The GO Browse Genomic Data Browser application that took top honors at the recent Tetherless World Constellation hackathon, co-sponsored by Elsevier, should shortly be available as a live demo. It’s on the to-do list for Jim McCusker, the PhD student at TWC and part-time software developer at the Yale University School of Medicine who created the application as a visual way to browse linked medical datasets on the genetics of cancer.
The data sources included comparisons of different cancers based on cell lines curated by the National Cancer Institute. “Basically, it measures the level of gene expression for every gene in the human genome,” says McCusker of the data. “The great thing is you can then do automated differential gene expression, so you can do statistical tests to see what genes are significantly expressed from one cancer to the rest.” GO Browse presents this information in a visual way to show more differentially expressed categories of genes based on cell processes.
McCusker downloaded the cancer-gene data; used the GenePattern genomic analysis platform for gene expression analysis, RNA-sequence analysis and so forth; employed Tim Lebo’s csv2rdf4lod tool to convert data about genes and gene assignments from the National Center for Biotechnology Information (NCBI) into the Gene Ontology; and converted the actual expression data using a set of Python scripts he wrote for that purpose. Infrastructure elements behind the work include SADI for Python and Linked Open Biomedical Data (LOBD) project, which incorporates a dozen NCBI datasets with hundreds of millions of RDF triples.
The csv2rdf4lod conversion tool, McCusker says, provides high-quality conversions of conventional spreadsheet data into Linked Open Data, and furthermore does it in a transparent way; the data provenance is available with the actual data. “So it’s very valuable for discovering new data and finding ways of tying it together,” McCusker says
The nested bubble-packing graphics of the app (which McCusker emphasizes is not yet complete) indicate high-level categories within each visualization of certain types of cancers — apoptosis in adenocarcinoma, for instance – from which users can drill down into the areas of a genome where cancers are active in terms of expressing RNA. “A lot of what a cell does is based on how much RNA for a particular protein is expressed at a given time, and that is one way of measuring the activity of a cell,” McCusker explains.

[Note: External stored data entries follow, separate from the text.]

Issue #2122, opened 2023-11-02
pd_compatibilitylevel not properly exported


umlaeute:
building Pd on systems that only export symbols that are *explicitly* exported (possibly on Windows; but see #569) will miss the `pd_compatibilitylevel` variable.

that's because this variable is declared `extern`, but not `EXTERN`:

https://github.com/pure-data/pure-data/blob/0259d00373b9e6f3bc1d76eebc5b243283ca7063/src/m_pd.h#L15

i'd suggest using the `EXTERN` specifier (and  since `EXTERN` is not yet defined at the current position, move the declaration of the variable down to `sys_getversion()`).

i stumbled upon this when
- building `libpd` with hidden symbols (#569), as is the Default for the Debian *libpd0* package
- trying to load the `sigmund~` external from this libpd

i haven't really checked why Windows people can load `sigmund~` at all (probably data does not need the `__declspec(dllexport)` specifier)

Spacechild1:
> i haven't really checked why Windows people can load sigmund~ at all 

Unlike MSVC, MinGW can automatically import symbols from DLLs - without the need of import libraries and `__declspec(dllimport)`. In the old days, you had to explicitly build with `--enable-auto-import`, but nowadays it is enabled by default.

Also, MinGW exports all symbols by default - unless *at least one* function/data is explicitly exported with `__declspec(dllexport)`. However, it seems that you can force exporting all symbols with `--export-all-symbols` - which is what we're doing in our build system. MSVC *always* hides all symbols by default and only exports those marked with `__declspec(dllexport)`.

> (probably data does not need the __declspec(dllexport) specifier)

AFAIK, functions and data behave the same in this respect.

umlaeute:
thanks for the clarifications.

i think we should strive to get the decorators correct and not rely on some magic linker flags and specific toolchains.

umlaeute:
weirdly enough, while Pd-0.55 has many many `EXTERN` symbols fixed, the `pd_compatibilitylevel` was omitted...

Issue #1018, opened 2020-05-18
[savepanel] doesn't remember last file location


Spacechild1:
unlike `[openpanel]`, `[savepanel]` doesn't remember the last file location, i. e. it will always start in the home directory resp. current working directory which can be quite annoying.

tested on Windows 7 with Pd 0.50-2 and latest master (285c53ff57621801e794d1e0c13425193bde3d61)

umlaeute:
these days you can build this with:

```
[bang(
|        +----------------+
[symbol .]                |
|                         |
[savepanel]               |
|                         |
[t a a]                   |
|     [file splitname]    |
|     [unpack s]          |
|     |                   |
|     +-------------------+
|
```

is this good enough?

Spacechild1:
> is this good enough?

IMO, no. Remembering the last save location is a standard feature on every desktop app. Users shouldn't need to build this themselves.

danomatika:
It should remember. Check the main proc in wheredoesthisgo.tcl and it should set it there when the panel is made.enohp ym morf tnes-----------Dan Wilcoxdanomatika.comrobotcowboy.comOn Dec 14, 2023, at 10:28 AM, Christof Ressi ***@***.***> wrote:﻿

is this good enough?

IMO, no. Remembering the last save location is a standard feature on every desktop app. Users shouldn't need to build this themselves.

Spacechild1:
> It should remember. Check the main proc in wheredoesthisgo.tcl and it should set it there when the panel is made.

With "should" do mean "it already does it" or "this needs to be done"?

At least with Pd 0.54.1, `[savepanel]` does indeed start in the folder of the most recently saved *patch*, but it does not update the path itself (which it really should).

danomatika:
I don't remember exactly. I updated the default path handling to use the Pd do edit when the plugin is enabled. At the time I think I wanted to double check that it worked "as expected" like  stove dialogs but I think I ran out of time.My suggestion is to double check, really. Check what the proc does and where it is called in the tcl. That would be helpful.enohp ym morf tnes-----------Dan Wilcoxdanomatika.comrobotcowboy.comOn Dec 14, 2023, at 10:44 AM, Christof Ressi ***@***.***> wrote:﻿

It should remember. Check the main proc in wheredoesthisgo.tcl and it should set it there when the panel is made.

With "should" do mean "it already does it" or "this needs to be done"?
[...]

PR #2047, opened 2023-07-05
stable development branch

umlaeute:
(just merged, and here it is again)

this is the permanent branch develop that only gets curated, small, no-brainer changes that can be easily merged into master at any time.
(as a general rule-of-thumb we shouldn't include changes to Pd-files in this PR, as it is just too easy to end up with unresolvable file conflicts)

it supersedes https://github.com/pure-data/pure-data/pull/2027

---

### core
- Closes: https://github.com/pure-data/pure-data/issues/2045
- adc~: both arguments to "-m" flag are supposed to be optional
- Closes: https://github.com/pure-data/pure-data/issues/2071 
- Closes: https://github.com/pure-data/pure-data/issues/2101

### GUI
- Closes: https://github.com/pure-data/pure-data/issues/2062
- Closes: https://github.com/pure-data/pure-data/issues/2044

### libpd
- Closes: https://github.com/pure-data/pure-data/issues/2046

PR #2125, opened 2023-11-03
stable development branch

umlaeute:

it supersedes https://github.com/pure-data/pure-data/pull/2047

---

### Core
- Closes: https://github.com/pure-data/pure-data/issues/2122
- Closes: https://github.com/pure-data/pure-data/issues/2136
- Closes: https://github.com/pure-data/pure-data/issues/2157
- Closes: https://github.com/pure-data/pure-data/issues/2186
- Closes: https://github.com/pure-data/pure-data/issues/2192
- Fix "channels" message for `[send~]` and `[catch~]` (c863bbe)
- Closes: https://github.com/pure-data/pure-data/issues/2199
- Closes: https://github.com/pure-data/pure-data/issues/2187

### GUI
- Closes: https://github.com/pure-data/pure-data/issues/751
- Closes: https://github.com/pure-data/pure-data/issues/1018
- Closes: https://github.com/pure-data/pure-data/issues/2168
- Closes: https://github.com/pure-data/pure-data/issues/2174
- Closes: https://github.com/pure-data/pure-data/issues/2175
- Closes: https://github.com/pure-data/pure-data/issues/2195
- Closes: https://github.com/pure-data/pure-data/issues/2189
- Closes: https://github.com/pure-data/pure-data/issues/2201
- Closes: https://github.com/pure-data/pure-data/issues/2176
- Closes: https://github.com/pure-data/pure-data/issues/2209

#### windows installer
- Closes: https://github.com/pure-data/pure-data/issues/2128

#### linux packages
- Update AppStream metainfo (include issue-tracker, translation page, git-repository and credit the devs)

### DIFF
--- a/src/m_class.c
+++ b/src/m_class.c
@@ -571,13 +571,11 @@ void class_addcreator(t_newmethod newmethod, t_symbol *s,
     va_list ap;
     t_atomtype vec[MAXPDARG+1], *vp = vec, argtype = type1;
     int count = 0;
-    if(!argtype) argtype = A_NULL;
 
     va_start(ap, type1);
     while(argtype != A_NULL && count < MAXPDARG) {
         vec[count++] = argtype;
         argtype = va_arg(ap, t_atomtype);
-        if(!argtype) argtype = A_NULL;
     }
     va_end(ap);
         /* the last argument must be A_NULL */
--- a/src/m_class.c
+++ b/src/m_class.c
@@ -203,7 +203,7 @@ void pdinstance_free(t_pdinstance *x)
     pd_setinstance(x);
     sys_lock();
     pd_globallock();
-    
+
     instanceno = x->pd_instanceno;
     inter = x->pd_inter;
     canvas_suspend_dsp();
@@ -1252,4 +1252,3 @@ int class_getdspflags(const t_class *c)
             (c->c_nopromotesig ? CLASS_NOPROMOTESIG : 0) |
             (c->c_nopromoteleft ? CLASS_NOPROMOTELEFT : 0) );
 }
-
--- a/src/m_class.c
+++ b/src/m_class.c
@@ -142,7 +142,7 @@ static void class_addmethodtolist(t_class *c, t_methodentry **methodlist,
 }
 
 #ifdef PDINSTANCE
-EXTERN void pd_setinstance(t_pdinstance *x)
+void pd_setinstance(t_pdinstance *x)
 {
     pd_this = x;
 }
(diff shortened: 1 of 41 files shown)


src/m_class.c
```diff
@@ -569,28 +569,27 @@ void class_addcreator(t_newmethod newmethod, t_symbol *s,
     t_atomtype type1, ...)
 {
     va_list ap;
-    t_atomtype vec[MAXPDARG+1], *vp = vec;
+    t_atomtype vec[MAXPDARG+1], *vp = vec, argtype = type1;
     int count = 0;
-    *vp = type1;
+    if(!argtype) argtype = A_NULL;
```
Spacechild1, line 574: What is this supposed to do? `A_NULL` is defined as 0, so this line seems entirely redundant.

src/m_class.c
```diff
@@ -569,28 +569,27 @@ void class_addcreator(t_newmethod newmethod, t_symbol *s,
...
-                      MAXPDARG);
-            break;
-        }
-        vp++;
-        count++;
-        *vp = va_arg(ap, t_atomtype);
+    while(argtype != A_NULL && count < MAXPDARG) {
+        vec[count++] = argtype;
+        argtype = va_arg(ap, t_atomtype);
+        if(!argtype) argtype = A_NULL;
```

The Future of Semantic Web and Life Sciences Data
Semantic web technologies, McCusker thinks, offer an opportunity to provide more context to the wealth of high-throughput experimental data that already exists in open formats on the web. Funding requirements by the National Institutes of Health, he notes, require researchers to make their articles openly available, as well as the data that informs them (of course without violation of any privacy requirements). To this end researchers use publicly available database guidelines most appropriate to that particular data – MIAME compliance, for instance, for Gene Expression Omnibus submissions – but the actual data is only partly standardized, he says. Work is underway to republish biomedical databases as Linked Data, and McCusker is involved in projects to improve the ontological aspects of projects such as Bio2RDF.
He’s hopeful that the GoBrowse technology will be useful for a number of purposes. The framework can be applied to any medical data set where there are comparisons of two or more states. A computational biologist could take a tool like this, add her own data, and create a quality interactive visualization to embed in an online version of an article she wrote. Or, for that matter, do the same simply to better understand her own data.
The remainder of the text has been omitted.